Increased numbers of sensors on wells do not result in increased production. New methods of data analysis are needed to capitalize on the new data. A novel approach to modelling gas coning has been developed for one of BP’s assets. It integrates several data-driven models representing different aspects of a well’s performance.
Prior art, as exemplified by other approaches in BP and other case studies in the literature, is discussed. A description of the field and its operational issues around gas production is given. The details of the methodology that has been used are provided. The novelty relative to the prior methods described in literature is discussed. Advantages of the data-driven approach are explored, incorporation of the models into real-time operational support systems is considered, and other opportunities for leveraging available data to maximize the value from our operations are mentioned.
The approach has been tested on a North Sea reservoir. An interconnected suite of models for reservoir pressure, indication of the presence of gas coning, virtual flow measurement for fluids and gas production, and dynamic prediction for future fluids and gas rates, was developed.
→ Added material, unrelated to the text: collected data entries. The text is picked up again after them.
PR #656, opened 2026-06-13
Fix diode silkscreen polarity marking to match cathode orientation

Abse2001:


seveibar (changes requested):
diodes are not a passive component

seveibar:
passive should not be used for diodes

seveibar (commented):
i'm super confused for a couple reasons

seveibar:
@Abse2001 so we're just flipping pin polarity for LEDs and Diodes??? why???? This is a big potential footgun if we're not super clear about this

seveibar:
what does the IPC standard say. The fix is more likely a core mapping issue. Find the IPC spec. See what it says pin1 should be. Find what it says the silkscreen should be. Everything you do should try to be in compliance with the IPC spec

seveibar:
apparently some people call diodes passives so we can possible use it but not if we're changing standard pin definitions

seveibar:
image

seveibar:
I would also set up kicad comparison screenshots with silkscreen to keep us conventional. We should have a "+" indicator to make sure that there isn't confusion

seveibar:
@Abse2001 sorry for the initial reaction- so IPC spec seems to be to make pin1 = cathode (which is negative), we just need to be very careful because these changes end up breaking lots of circuits- i'm very happy we're getting to the bottom of this but we should use kicad snapshots to make sure we have a way to prevent these bugs and prove correctness in the future

Abse2001:
@seveibar this mean we need to change the port mapping for diode to be cathode pin1, is it ok to keep it as passive?

seveibar:
@Abse2001 i think we should create a new fn for this type of component and change the silkscreen- the passive fn isnt explicit (since diodes are not always considered passive) and we could have more consistent handling. We can always import dimensions for 0402 etc but yea i dont like how you use fn (which we should avoid using- it is an anti-pattern where you pass in a parameter that changes a function, called control coupling or mode parameters, see martin fowler)

Tldr, we should not dramatically alter behavior implicitly via a parameter to passive

Abse2001:
@seveibar can I get another review, and the port flip will be in core right ?

PR #657, opened 2026-06-14
fix: scale JST PH silkscreen body dynamically with pin count (#495)

### LINKED ISSUE #495: jst_ph_4 footprint generates only 2 pads instead of 4

sagarmaurya64-ai:
This PR resolves #495 where the silkscreen body box for the JST PH (through-hole) variant remained hardcoded to a 2-pin size (6mm x 5mm) even when the footprint has 4 or more pins.

### Implementation Details:
1. **Dynamic Silkscreen Outline**: Modified `generateSilkscreenBody` in `src/fn/jst.ts` to calculate the JST PH silkscreen width dynamically as `(numPins - 1) * p + 3.8mm` (where `1.9mm` clearance is applied on each side). This matches the physical connector width and maintains 100% backward compatibility with the existing 2-pin JST PH snapshot (`jst2_ph`).
2. **Added Unit Tests**: Added a unit test verifying that the silkscreen bounding box width scales correctly for different pin counts (`jst_ph_4` vs `jst2_ph`).
3. **Updated Snapshot**: Re-generated the snapshot for `jst_ph_4` to match the newly scaled, correct dimensions.

Closes #495


sagarmaurya64-ai:
Hi @seveibar! 👋 Conflict resolved and tests are passing, please review and merge.

sagarmaurya64-ai:
Hi @seveibar! 👋 Just checking in to see if you have any feedback or if there is anything else needed to merge this. The conflicts are resolved and all CI checks are green. Thank you! 🙏

sagarmaurya64-ai:
Hi @seveibar, friendly follow-up! This PR is ready for review - all tests pass locally. Would appreciate your feedback when you get a chance. Happy to address any changes needed. Thank you!

PR #659, opened 2026-06-15
Enable silkscreen on parity comparisons in KiCad footprint validation fixtures

Abse2001:


imrishabh18 (commented):
Why is diff before and after still 0?

Abse2001:
@imrishabh18 I believe we want the silkscreen diff to visual only, so we can compare to kicad, not sure if we want to change our silkscreen to match there's 
CC @seveibar

imrishabh18 (approved):

PR #668, opened 2026-06-29
fix: make the sot343 footprint symmetric

### LINKED ISSUE #667: sot343 footprint is lopsided — the right pads sit too close to the center
I was looking through the SOT footprints and `sot343` seems to be the odd one out — its pads aren't symmetric.

If you generate it and check the pad X positions:

```
sot343:  [-1.056, -1.056, 0.55, 0.55]   center = -0.253   columns ~1.6mm apart
sot323:  [-0.891, -0.891, 0.891]        center =  0        (symmetric)
sot363:  [-0.84, -0.84, -0.84, 0.84, …] center =  0        (symmetric)
```

The left column is at -1.056 but the right column only reaches +0.55, so the whole part is shifted off its origin and the two rows of pads end up ~1.6mm apart instead of ~2.1mm. Every other SOT footprint is symmetric about the center, so this one looks wrong — the land pattern wouldn't match a real SC-70-4 part, and the right-hand leads would miss their pads.

It looks like a small typo in `getCcwSot343Coords` (`src/fn/sot343.ts`): pins 1 and 2 use `x: -p * 1.92`, but pins 3 and 4 just use `x: p` — the `* 1.92` is missing on the right side. The hardcoded courtyard outline just above it is shifted to match those off-center pads too.

I'll open a PR.

abdalraof-albarbar:
`sot343` was the only SOT footprint with lopsided pads. Pins 1 and 2 are placed at `x = -p * 1.92`, but pins 3 and 4 were placed at just `x = p`, so the right column sat much closer to the center than the left:

```
before:  pads x = [-1.056, -1.056, 0.55, 0.55]    (center -0.253, columns ~1.6mm apart)
after:   pads x = [-1.056, -1.056, 1.056, 1.056]  (centered, columns ~2.1mm apart)
```

So the part was off-center and the spacing didn't match a real SC-70-4. I gave the right column the same `* 1.92` spacing as the left so the four pads mirror each other.

One catch: the courtyard outline was hardcoded to the old off-center pads (it ran from `-1.703` to `+1.197`), so once the right pad moved outward it would have stuck outside the courtyard. I mirrored the right side of the outline too, so it stays symmetric and still wraps the pads. The silkscreen already centers itself off the pad bounds, so that fixed itself.

Regenerated the two sot343 snapshots.

Closes #667


abdalraof-albarbar:
Heads-up on the red `test` check — it isn't from this PR. All the `parity/*` tests fail the same way (`sot89`, `bga165`, `soic24` … none of which are touched here), because the cached KiCad reference now stores each courtyard as a set of 2-point line segments, while the parity fixture only builds a polygon from an outline with 3+ points. So `kicadPolygon` ends up empty and it throws "Could not convert courtyard geometry into polygons". `main` was green a few days ago, before the cache changed format.

The sot343 tests themselves pass. Once the parity comparison can read the reference again I'll regenerate the two kicad-parity sot343 snapshots — the fix should line up with the KiCad SOT-343 reference more closely (its courtyard is symmetric at ±1.45, which is exactly what this change is about).

abdalraof-albarbar:
Reworked this against the now-restored parity test. The original version made the pads symmetric but at the wrong position (`p*1.92` = ±1.056). The KiCad SC-70-4 reference actually has its pads at **±0.825** (`p*1.5`) and a **±1.45** courtyard, so I matched those — the parity courtyard diff is now **0%**. Rebased onto current `main` (which has the courtyard-segment stitcher) and regenerated the sot343 snapshots, including the kicad-parity ones.

PR #670, opened 2026-06-29
test: repro for sot89 not matching the KiCad reference (repro only, no fix)

abdalraof-albarbar:
**Repro only — this PR does not include the fix.** It documents the bug with a `test.failing` so it's recorded and CI stays green. A follow-up PR will fix the footprint.

### The bug
`sot89` doesn't match the real SOT-89-3 land pattern. Two problems:
- The **collector tab (pin 2)** should be the large polygon land the KiCad reference uses (~3.1 × 1.7mm); footprinter renders it as a small rect (1.475 × 0.9mm).
- The **lead pads** sit at `x = -2.19` vs KiCad's `-1.95`.

Together the footprint is **~47% off the KiCad courtyard** — a SOT-89 part soldered to it would have an inadequate collector/thermal tab.

### Why it wasn't caught
The existing `parity/sot89` test only does `toMatchSvgSnapshot`, so the mismatch is baked into the snapshot and never asserted. (sot343's parity test, by contrast, asserts `courtyardDiffPercent < 5`.) This adds that assertion as `test.failing`:

```ts
test.failing("parity/sot89 courtyard matches KiCad within 5%", async () => {
  const { courtyardDiffPercent } = await compareFootprinterVsKicad(
    "sot89", "Package_TO_SOT_SMD.pretty/SOT-89-3.circuit.json",
  )
  expect(courtyardDiffPercent).toBeLessThan(5)  // currently 46.9%
})
```

### Follow-up
A separate fix PR will make pin 2 a large polygon tab and move the lead pads to ±1.95 to match the reference, then flip this to a normal `test()`.

### DIFF
--- a/tests/kicad-parity/sot89_kicad_parity.test.ts
+++ b/tests/kicad-parity/sot89_kicad_parity.test.ts
@@ -2,12 +2,20 @@ import { expect, test } from "bun:test"
 import { compareFootprinterVsKicad } from "../fixtures/compareFootprinterVsKicad"
 import { convertCircuitJsonToPcbSvg } from "circuit-to-svg"
 
-test("parity/sot89", async () => {
-  const { combinedFootprintElements, booleanDifferenceSvg } =
-    await compareFootprinterVsKicad(
-      "sot89",
-      "Package_TO_SOT_SMD.pretty/SOT-89-3.circuit.json",
-    )
+// sot89 doesn't match the real SOT-89-3 land pattern: the collector tab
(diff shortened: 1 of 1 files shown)


seveibar (commented):
modify the other test to have the assertion and put test.failing on the original test, we try to keep one test per file

abdalraof-albarbar:
Good call — folded the `courtyardDiffPercent` assertion into the existing `parity/sot89` test and marked it `test.failing`, so it's one test per file now. @seveibar

seveibar (approved):

PR #671, opened 2026-06-30
fix: match the KiCad SOT-89-3 land pattern (large collector tab)

abdalraof-albarbar:
Follows up #670 (the repro).

`sot89` placed its lead pads at `x=-2.19` (vs KiCad's `-1.95`) and rendered the collector tab (pin 2) as a tiny 1.475×0.9 rect instead of the large tab the real SOT-89-3 land pattern uses — leaving the footprint **~47% off** the KiCad courtyard. A SOT-89 part soldered to it would have an inadequate collector/thermal tab.

This fix:
- puts the two lead pads at **±1.95**,
- makes pin 2 the **large collector tab** (~3.1 × 1.7mm, centred at x≈0.435),
- squares the courtyard to the KiCad reference.

Courtyard diff is now **0%**. Regenerated the snapshots and flipped `parity/sot89` from `test.failing` to a passing `test()`.


seveibar (changes requested):
this does not seem correct, look at a direct kicad reference (open sot89 in kicad) and screenshot, the data you're comparing to looks invalid

abdalraof-albarbar:
Sure, I’ll check it in KiCad.

abdalraof-albarbar:
Checked it directly in KiCad (rendered SOT-89-3 with `kicad-cli`) — you're right, the data I was comparing to is invalid.

Pin 2 (the collector tab) is an `smd custom` pad: an anchor rect (`1.475×0.9`) plus a polygon. KiCad draws the union, which is a T-shape — a narrow neck reaching toward the leads, then the wide tab. But `kicad-to-circuit-json` drops the anchor and keeps only the polygon, so the cached reference (and my footprint) lost the neck.

So it's a converter bug, not just a footprint one — repro up at tscircuit/kicad-to-circuit-json#157, with a fix ready (emit the anchor shape, skip KiCad's near-zero placeholder anchors). Once that lands I'll update this PR's sot89 to match the real KiCad tab (with the neck). @seveibar

abdalraof-albarbar:
Update: the converter fix merged (tscircuit/kicad-to-circuit-json#158), but kicad-mod-cache still serves the old SOT-89-3 conversion (tab without the neck, pad 2 stops at x≈-1.13). Once the cache regenerates I'll update the sot89 geometry here to the true T-shaped tab and re-run parity.

abdalraof-albarbar:
Superseded by #689 — that landed the SOT-89-3 collector as a proper polygon land pattern with the neck reaching x=-2.6, which matches the (now regenerated) KiCad reference. My rect-based version here is redundant and would actually regress it, so closing. Thanks!

PR #672, opened 2026-07-02
Add pinLabelSide option to pinrow

derekbreden:
## What

Adds `pinLabelSide` to `pinrow` — specify which side of the pin row the pin labels sit on: `"top" | "bottom" | "left" | "right"`.

In the string DSL it's set via flags mirroring `mountedpcbmodule`'s `pinRowSide` / `pinrow<side>` convention: `pinlabeltop`, `pinlabelbottom`, `pinlabelleft`, `pinlabelright` (e.g. `pinrow5_pinlabelbottom`), which resolve to the canonical `pinLabelSide` enum.

## Behavior

`pinLabelSide` overrides the anchor side otherwise derived from text alignment / `pinlabelorthogonal`; unset → output unchanged. It's distinct from the layer option `bottomsidepinlabel`, and is scoped to the pin labels (ref-des unchanged).

- `pinrow5` (default) — labels above the row.
- `pinrow5_pinlabelbottom` — labels below the row.

## Tests

`pinrow5_pinlabelbottom` asserts the `pinlabelbottom` flag resolves to `pinLabelSide: "bottom"` and that a pin label lands on the opposite side vs the default, plus an SVG snapshot. `bun test` / `build` / `biome` all green.

## Note

Supersedes the earlier `flippinlabels` approach per review — naming the absolute side rather than an axis-ambiguous inversion.


seveibar:
Generally we try not to specify things with inversions, flip is sort of axis-ambiguous. Can you think of a way to specify this position where the behavior is more obvious?

Eg flip often refers to top/bottom LAYER

derekbreden:
Good call — agreed on both counts (the inversion, and "flip" reading as a top/bottom *layer* op).

Dropped `flippinlabels` and replaced it with an explicit **`pinLabelSide`** (`"top" | "bottom" | "left" | "right"`), following the `mountedpcbmodule` `pinRowSide` / `pinrow<side>` convention already in the repo: string-form flags `pinlabeltop` / `pinlabelbottom` / `pinlabelleft` / `pinlabelright` resolve to the canonical enum (e.g. `pinrow5_pinlabelbottom`). It names the position directly (no inversion), and sits alongside the layer option `bottomsidepinlabel` the same way `pinrowbottom` does in mountedpcbmodule. Overrides the alignment-derived side; unset leaves output unchanged. PR + test/snapshot updated.

PR #674, opened 2026-07-02
Fix TO-92 footprint origin

Lathikaa-S:
image

## Issue
The TO-92 footprint was not centered around `pcbX: 0` / `pcbY: 0`. The body and courtyard sat above the origin, so the component/model origin did not line up cleanly with the footprint. This made the footprint look offset when compared with the 3D/model placement.

## What changed
- Moved the TO-92 body so its silkscreen is centered on `0,0`.
- Moved the courtyard to stay centered around the same origin.
- Placed the pads relative to the centered body, instead of applying a broad post-processing offset.
- Kept the implementation close to the existing footprinter pattern with simple coordinate changes.
- Added a regression test that checks TO-92 body and courtyard centers are at the footprint origin.
- Updated TO-92 SVG snapshots.


mohan-bee:
image


image


i feel like the footprint moved in opposite way !!

tests/__snapshots__/to92.snap.svg
imrishabh18, line 1: I am confused what is happening here, make things clear for the reviewer. The 3d snapshot should be using this footprint and not the inline one

PR #680, opened 2026-07-03
use square pin1 pad for electrolytic capacitor

rushabhcodes:
## Summary

- use a square plated pad for electrolytic pin 1
- retain the circular plated pad for pin 2
- update the footprint and KiCad parity SVG snapshots

## Why

The generated electrolytic footprint used circular pads for both pins, while the matching KiCad footprint uses a square pad for pin 1 as its polarity marker. This caused an 8.35% pad-area difference in the parity visualization.

## Impact

Electrolytic footprints now match the KiCad pin-1 pad geometry without changing pitch, drill size, courtyard, or pin-2 geometry.

## Validation

- `bun test tests/electrolytic.test.ts tests/kicad-parity/electrolytic_kicad_parity.test.ts`
- `bun run build`


seveibar (approved):
see my title change, kicad parity isn't a goal, just a way to check results

PR #683, opened 2026-07-03
Fix pushbutton KiCad hole parity

rushabhcodes:
## Summary

- use `id` for the pushbutton drill diameter
- use `od` for the outer pad diameter
- update the KiCad parity fixture parameters and snapshots

## Why

The pushbutton generator ignored `od` and derived the outer diameter as `id × 1.5`. The parity fixture therefore inflated the drill diameter to obtain the correct 2 mm outer pad, leaving every drill larger than the matching KiCad footprint.

## Impact

Pushbutton footprints now honor both diameter parameters independently, and the parity fixture matches KiCad’s 1.1 mm drill with a 2 mm outer pad.

## Validation

- `bun test tests/pushbutton.test.ts tests/kicad-parity/pushbutton_kicad_parity.test.ts`
- `bun run build`


seveibar (commented):
the plated holes are worse now imo- there is almost no plating- i don't agree with kicad's version

PR #689, opened 2026-07-03
Fix SOT-89-3 KiCad parity

rushabhcodes:
## Summary

- match the SOT-89-3 lead pads, collector polygon, and courtyard to KiCad
- move the reference designator above the footprint instead of over the collector pad
- regenerate the affected SVG snapshots and restore the parity test as a normal passing test

## Root cause

The SOT-89-3 collector was modeled as a small rectangular pad and the outer pads and courtyard were offset from the KiCad land pattern. This produced a 46.9% courtyard difference and a misleading parity snapshot.

## Impact

The generated SOT-89-3 footprint now overlays the KiCad reference with 100% courtyard IoU, while keeping the reference text clear of copper pads.

## Validation

- `bun test tests/sot89.test.ts tests/kicad-parity/sot89_kicad_parity.test.ts`
- `bun run build`
- `bunx biome check src/fn/sot89.ts`


seveibar (commented):
Can you double check in kicad manually? I think something is off-

seveibar:
I think we’re not converting the footprint properly- it should be a builtin- easy to quickly pull up

src/fn/sot89.ts
```diff
@@ -38,6 +38,18 @@ const sot89_5CenterPadPoints = [
   { x: 0.4, y: 1 },
 ]
 
+// KiCad pad 2 is the union of its anchor rectangle and polygon primitive.
```
seveibar: Dont include kicad references in footprinter, oart goal is IPC not kicad and this misleads

seveibar (approved):

PR #1002, opened 2024-01-28
Introduce `error-prone-guidelines` module

rickie:
:exclamation: This PR is on top of #1000. :exclamation:

In the end I decided to defer the Refaster rules for a bit. Let's get this first step in 💪🏻.


error-prone-guidelines/pom.xml
```diff
@@ -0,0 +1,129 @@
...
+    <parent>
+        <groupId>tech.picnic.error-prone-support</groupId>
+        <artifactId>error-prone-support</artifactId>
+        <version>0.14.1-SNAPSHOT</version>
+    </parent>
+
+    <artifactId>error-prone-guidelines</artifactId>
+
+    <name>Picnic :: Error Prone Support :: Error Prone Guidelines</name>
+    <description>Error Prone checks defining coding guidelines for the Error Prone project.</description>
```
Stephan202:
```suggestion
    <description>Coding guidelines for the Error Prone Support project.</description>
```
(This to (a) prepare for moving Refaster rules here and (b) because effectively these rules only apply to this project.)

error-prone-guidelines/pom.xml
```diff
@@ -0,0 +1,129 @@
...
+        <dependency>
+            <groupId>${project.groupId}</groupId>
+            <artifactId>error-prone-utils</artifactId>
+            <scope>provided</scope>
+        </dependency>
+        <dependency>
+            <groupId>com.google.auto.service</groupId>
+            <artifactId>auto-service-annotations</artifactId>
+            <scope>provided</scope>
+        </dependency>
```
Stephan202, line 60: We can drop a few more dependencies; will push.

error-prone-guidelines/README.md
```diff
@@ -0,0 +1,5 @@
+# Error Prone coding guidelines
+
+This module provides Error Prone checks that describe and suggest coding
+guidelines for both Error Prone checks and Refaster rules. The rules should
+only be applied on Error Prone code.
```
Stephan202: I'll make some suggestions.

error-prone-guidelines/src/main/java/tech/picnic/errorprone/bugpatterns/AssociativeMethodInvocation.java
Stephan202, line 1: Strictly speaking this check didn't need to be moved; will add a comment.

Stephan202: Just like in the other PR we should selected a new package. Proposal: `tech.picnic.errorprone.guidelines.bugpatterns`.

Stephan202 (approved):
Rebased and added a commit. One could argue that `error-prone-support-guidelines` would be a better module name, but somehow it feels off. Another option is to go for just `coding-guidelines`, but I'm not sold on that either :shrug:

Suggested commit message:
```
Introduce `error-prone-guidelines` module (#1002)

And move all applicable checks to this new module.
```

mohamedsamehsalah (approved):
🤓 🤓 🤓

Stephan202:
Rebased and resolved conflicts. @rickie I think we can merge this one, once built.

PR #1003, opened 2024-01-28
Introduce `error-prone-experimental` module

rickie:
:exclamation: This PR is on top of #1000. :exclamation:


error-prone-experimental/pom.xml
```diff
@@ -0,0 +1,91 @@
...
+    <parent>
+        <groupId>tech.picnic.error-prone-support</groupId>
+        <artifactId>error-prone-support</artifactId>
+        <version>0.14.1-SNAPSHOT</version>
+    </parent>
+
+    <artifactId>error-prone-experimental</artifactId>
+
+    <name>Picnic :: Error Prone Support :: Experimental</name>
+    <description>Experimental Error Prone checks.</description>
```
rickie, line 14: Had no better idea as my alternatives all got a bit too long.

error-prone-contrib/src/main/java/tech/picnic/errorprone/bugpatterns/IsInstanceLambdaUsage.java
```diff
@@ -24,7 +24,7 @@
  * A {@link BugChecker} that flags lambda expressions that can be replaced with a method reference
  * of the form {@code T.class::isInstance}.
  *
- * @see MethodReferenceUsage
+ * <p>See the `MethodReferenceUsage` check in the `error-prone-experimental` module.
```
Stephan202: Here and below: instead of backticks we should use `{@code ..}`. But since there's a corresponding `XXX` comment: let's drop.

error-prone-experimental/README.md
```diff
@@ -0,0 +1,6 @@
+# Experimental Error Prone checks
+
+This module contains Error Prone checks that are currently under development or
+evaluation. These checks may be works-in-progress or have uncertain impacts on
+code. Having this module allows for controlled experimentation and refinement
+before integration into production environments.
```
Stephan202:
```suggestion
This module contains Error Prone checks that are currently under development or
evaluation. These checks may be works-in-progress or have uncertain impact on
code. Having this module allows for controlled experimentation and refinement
before integration into production environments.
```

error-prone-experimental/pom.xml
```diff
@@ -0,0 +1,91 @@
...
+        <dependency>
+            <groupId>org.assertj</groupId>
+            <artifactId>assertj-core</artifactId>
+            <scope>test</scope>
+        </dependency>
+        <dependency>
+            <groupId>org.jspecify</groupId>
+            <artifactId>jspecify</artifactId>
+            <scope>provided</scope>
+        </dependency>
```
Stephan202: There are a few more unused dependencies here; will drop.

error-prone-experimental/src/test/java/tech/picnic/errorprone/bugpatterns/MethodReferenceUsageTest.java
Stephan202, line 1: We should change the package name, in preparation for one day adopting the Java module system (which doesn't allow packages to be split between modules).

I'm proposing `tech.picnic.errorprone.experimental.bugpatterns`.

Stephan202 (approved):
```
Introduce `error-prone-experimental` module (#1003)

And move the known-incomplete `MethodReferenceUsage` check to it.
```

The suite of models predicts fluid and gas rates for use in short-time-loop optimizations. Models use the available real-time data, which includes bottom-hole pressure, wellhead pressure, choke changes, and gas lift rate. The data is captured for production, injection and observation wells.
The methodology assists in the prediction of the dynamic well behavioral changes which result from the onset or occurrence of gas coning. It enables the asset to leverage its real-time sensor data to manage and optimize its wells while respecting the facility’s constraints. It works for similar assets where dynamic well behavior must be managed.